Barbara Stanwyck and Gary Cooper in Ball of Fire |
At first sight, two
Hollywood films I watched recently had little in common. Ball of Fire (1941) is
a Hollywood screwball comedy about a team of rather elderly encyclopedia
editors getting mixed up with gangsters. Booksmart (2019), made all of 88 years
later, is a coming-of-age movie about teens graduating from high school and partying
on their last night before going on university.
You could not imagine
two less similar films. Yet there are interesting similarities. Both films contrast
studying versus being hip, almost as if the American dream could not envisage life
without popular music and wisecracks. In Ball of Fire, the seven encyclopedia
editors, with an average age of around 65, apart from the very noticeably
younger Gary Cooper, as Professor Bertram Potts, are struggling to complete
their vast encyclopedia, over time and over budget. They are stuck at the
letter “S”, and specifically, Gary Cooper is unhappy with the entry for slang.

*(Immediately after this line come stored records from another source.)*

PR #2006, opened 2019-09-16
Docker setup

domoritz:
With this setup
* everyone can develop Vega regardless of their operating system
* we can run tests on Linux -> Travis is faster


domoritz:
#2007 is cleaner

PR #2007, opened 2019-09-16
Docker compose setup

domoritz:
Better alternative to https://github.com/vega/vega/pull/2006

With this setup

* everyone can develop Vega regardless of their operating system
* you don't need to install any specific dependencies to develop Vega (only Docker)
* reproducible dev environment: we use the same environment on Travis and locally
* we can run tests on Linux -> Travis is way faster (10mins -> 3mins)
* we can easily switch to another testing environment like GitHub actions or CircleCI if we ever want to
* we can make tests even faster by caching the whole docker image (not done yet since it increases the complexity a bit)


jheer:
Thank you for working on this! This provides a nice solution to our testing issues, but I'm wary of bringing in all the extra complexity/hassle of installing and working with Docker.

As an alternative, I took a closer look at what is causing our Linux and MacOS tests to diverge. The difference lies entirely in text rendering. I tried playing with different configurations for node-canvas text rendering and antialiasing, but cross-platform differences are still observed. However, if I instead stub out the text mark canvas renderer to draw text bounding boxes instead of text glyphs, we can achieve identical outputs across platforms. As the total resulting churn is three output images, I'm comfortable making this change and moving back to Linux based CI runs, without need for a container infrastructure. See #2029.

jheer:
Closing in favor of the approach in #2029 / #2022.

PR #2027, opened 2019-09-26
Update geoshape.md

afdta:
I was confused to see `projection` as a required argument. It seems as though it is acceptable to omit it in which case the null transform (identity function) would be used to map coordinates. The same is true for the geopath transform, where the contour plot example omits it: https://vega.github.io/vega/examples/contour-plot/


jheer:
You are correct. Thanks! I will update GeoPath to match.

To improve the article, and get more real-world awareness of slang, he ventures
into metropolitan New York, and meets Barbara Stanwyck, a singer (and more
importantly, a frequent user of slang) mixed up with gangsters. Unfortunately,
the slang is rather prim, and not helped by being laboriously and frequently
explained for the benefit of the (presumably) less hip cinemagoers. Slang might
be hip, but constant translations are not. I longed for the light touch (and
enjoyable slang) of Damon Runyon.
In Booksmart, two
teenage girls discover on the very last day of their schooling that although
they have sacrificed their social life to get into to a prestigious university,
that many of their peers have achieved the same result as well as partying
hard. So they decide to make up for all the lost months and years of study with
one night of dedicated socialising.
So you can see the
connection. Here are two films that propose a very similar thesis: in Hollywood-world,
you can study all you like, but it counts for nothing if you aren’t hip. Hip can
be any or all of clubbing, drinking, cool music; it is above all social, and noisy
Here is a message for the masses: yes, there are people who study like mad, but
we, the viewers, represent the majority, and social life is our milieu.
For such a premise
to work, the presentation of “hip” is all-important. You could describe the
vast majority of Hollywood films as an attempt to depict hip, so directors and
actors have had plenty of opportunity to get it right. But on the subject of hip,
Ball of Fire fails miserably. Barbara Stanwyck, as Sugarpuss O’Shea, has to
provide pretty much all the hip elements, and for all Howard Hawk’s many
skills, his idea of hip leaves much to be desired. Stanwyck is no night-club
singer, and her solo performance, and her outfits, are both underwhelming (and
not helped by a very curious and misguided attempt to have one verse of her
song accompanied by nothing but the sound of striking matches on a matchbox).
Subsequently, she attempts to display eroticism when she arrives late at night
at the shared home of all the encyclopedists, but her attempt at suggestive undressing
is vastly inferior to Stanwyck’s own performance in The Lady Eve (also 1941).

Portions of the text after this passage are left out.